The report said that the global economic recovery is facing great resistance because of the impact of COVID-19, the continuous labor shortage and supply chain disruption, and rising inflationary pressures.

Liu Zhenmin, Deputy Secretary General of the United Nations responsible for economic and social affairs, said at the press conference on the same day, with the new wave of infection caused by the variation of the COVID-19 COVID-19, the personnel and economic losses caused by COVID-19 are expected to increase further. Without a co-ordination mechanism including universal vaccination and a sustained global response to contain COVID-19, the epidemic will continue to pose a major risk to the inclusive and sustainable recovery of the world economy.

The report said that the employment situation is expected to be much lower than the pre epidemic level in the next two years or more. Labor shortages in developed economies exacerbate supply chain challenges and inflationary pressures. At the same time, employment growth in developing countries remains weak due to the slow progress of vaccination and limited stimulus spending policies. Against the background of weak employment recovery, it is expected that the number of extremely poor people will be much higher than before the epidemic, and the number of poor people in the most vulnerable economies will further increase. By 2023, absolute poverty in Africa will continue to rise. In addition, affected by the epidemic, the employed population of women, especially women in developing countries, will decrease sharply.

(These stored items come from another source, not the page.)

PR #342, opened 2020-05-15
Fix chrome enabling multiple themes at once

BlankParenthesis:
Since Chrome does not fire the load event for elements that have already loaded being added back to the DOM, the code that cleaned up previous themes would not fire when switching back to a theme that had previously been loaded.

This fix changes the way themes are loaded such that they stay on the page and are disabled with the `disabled` property until needed again. In addition, a `loaded` variable is also stored to determine if the app needs to add the newly selected theme to the DOM.

### DIFF
--- a/resources/public/pxls.js
+++ b/resources/public/pxls.js
@@ -3075,6 +3075,7 @@ window.App = (function() {
       _initThemes: function() {
         for (let i = 0; i < self.themes.length; i++) {
           self.themes[i].element = $('<link data-theme="' + i + '" rel="stylesheet" href="' + self.themes[i].location + '">');
+          self.themes[i].loaded = false;
           self.elements.themeSelect.append($('<option>', {
             value: i,
             text: self.themes[i].name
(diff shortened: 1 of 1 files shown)


resources/public/pxls.js
```diff
@@ -3361,6 +3346,45 @@ window.App = (function() {
...
+          return;
+        }
+        if (!(index in self.themes)) {
+          return console.warn(`Tried to load invalid theme "${index}"`);
+        }
+        const theme = self.themes[index];
+        if (theme.loaded) {
+          self.enableTheme(index);
+        } else {
+          await new Promise((resolve, reject) => {
```
netux, line 3363: Why does this need to be wrapped inside a Promise?

BlankParenthesis: It doesn't strictly have to be, but this way functions calling `loadTheme`  can await until the theme actually gets loaded.

Unless `JQuery.one` returns a Promise which don't see any documentation of.

netux: If some code ever needs to wait for a theme to load, then this can be readded; but right now it has no use.

BlankParenthesis: Can I get a second opinion on this?
Waiting for the theme to load before returning seems like the *correct* behaviour for this function regardless of whether any code makes use of that feature.

FlyingSixtySix: I think it'd be good to have anyway for the reason @BlankParenthesis noted.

The report points out that the limited financial space and financing constraints of many developing countries continue to restrict the government's ability to respond to the epidemic and other related expenditures. In the context of rising inflationary pressure, central banks have begun to relax their unconventional monetary policy in response to the crisis. The fiscal and debt situation is particularly challenging for many low-income developing countries. Unsustainable external debt burden, additional borrowing during the epidemic and increasing debt servicing costs have put many countries on the verge of debt crisis.

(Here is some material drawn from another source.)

PR #347, opened 2020-05-20
Improve support for multiple tabs open

netux:
* Use Service Workers to detect which tab has focus when possible
* Expose `App.uiHelper.tabId` and `App.uiHelper.tabHasFocus()`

Hamid Rashid, the lead author of the report, said at the press conference that developed countries should orderly reduce asset purchases and reduce their balance sheets in order to maintain financial stability and ensure debt sustainability.

On the 11th of this month, the World Bank released the latest global economic outlook report. It is expected that the global economy will grow by 5.5% and 4.1% in 2021 and 2022 respectively, and will further slow down to 3.2% in 2023.